10. The collaborative data appliance of claim 9, wherein number of modules is determined by a user's needs and number of collaborative data appliances is determined by a number of users.

11. The collaborative data appliance of claim 9, wherein the collaborative data appliance is located centrally, in direct contact with a data source.

12. The collaborative data appliance of claim 9, wherein the collaborative data appliance is located remotely, at a secure site.

13. The collaborative data appliance of claim 9, wherein the discovery component utilizes artificial intelligence (AI) and user input (UI) to formulate the queries.

14. The collaborative data appliance of claim 9, further comprising a reporting component that composes reports from the data in the temporary database and directs the reports to a computer display or printer.

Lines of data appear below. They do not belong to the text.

PR #1584, opened 2024-02-06
[server] Add `model` argument to server cli

dsikka:
# Summary:
- With our current `click` set-up, to get the use case described in this ticket (shown below): https://app.asana.com/0/1206109050183159/1206524727025314/f 

```bash
deepsparse.server \
 "zoo:llama2-7b-ultrachat200k_llama2_pretrain-pruned50_quantized" \
 --integration openai
```

# PR Update 
This PR allows us to get the following cli command:

```bash
deepsparse.server --integration openai "hf:mgoin/TinyStories-1M-ds"
```

We can run the following commands with the current set-up:
```bash
deepsparse.server --task text_generation --model_path "hf:mgoin/TinyStories-1M-ds"
deepsparse.server --model_path "hf:mgoin/TinyStories-1M-ds" --integration openai
deepsparse.server --task text_generation "hf:mgoin/TinyStories-1M-ds"
deepsparse.server --intergration openai --task text_generation  "hf:mgoin/TinyStories-1M-ds"
deepsparse.server --config_file ~/debugging/sample_config.yaml
```

Caveats (@bfineran):
- This also does not let us run the cli command by providing the model path first (i.e will not directly follow what is shown in the ticket/UX docs; the integration or task option would have to be first)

15. A computer-implemented method for database consolidation and systems integration, using a processor coupled to memory, comprising:

entering requested parameter values via a user interface screen;

mapping external data fields for each external data source;

storing field mapping parameters within a configuration database;

designing data display screens or data reports; and

executing the data display screens or data reports.

16. The method of claim 15, further comprising displaying a user interface screen through which a user specifies search criteria.

17. The method of claim 16, further comprising submitting query statements based upon the search criteria provided.

18. The method of claim 17, further comprising extracting matching data records, parsing and caching data into a temporary relational database.

19. The method of claim 18, further comprising sorting and displaying the parsed data records.

20. The method of claim 19, further comprising purging the temporary relational database.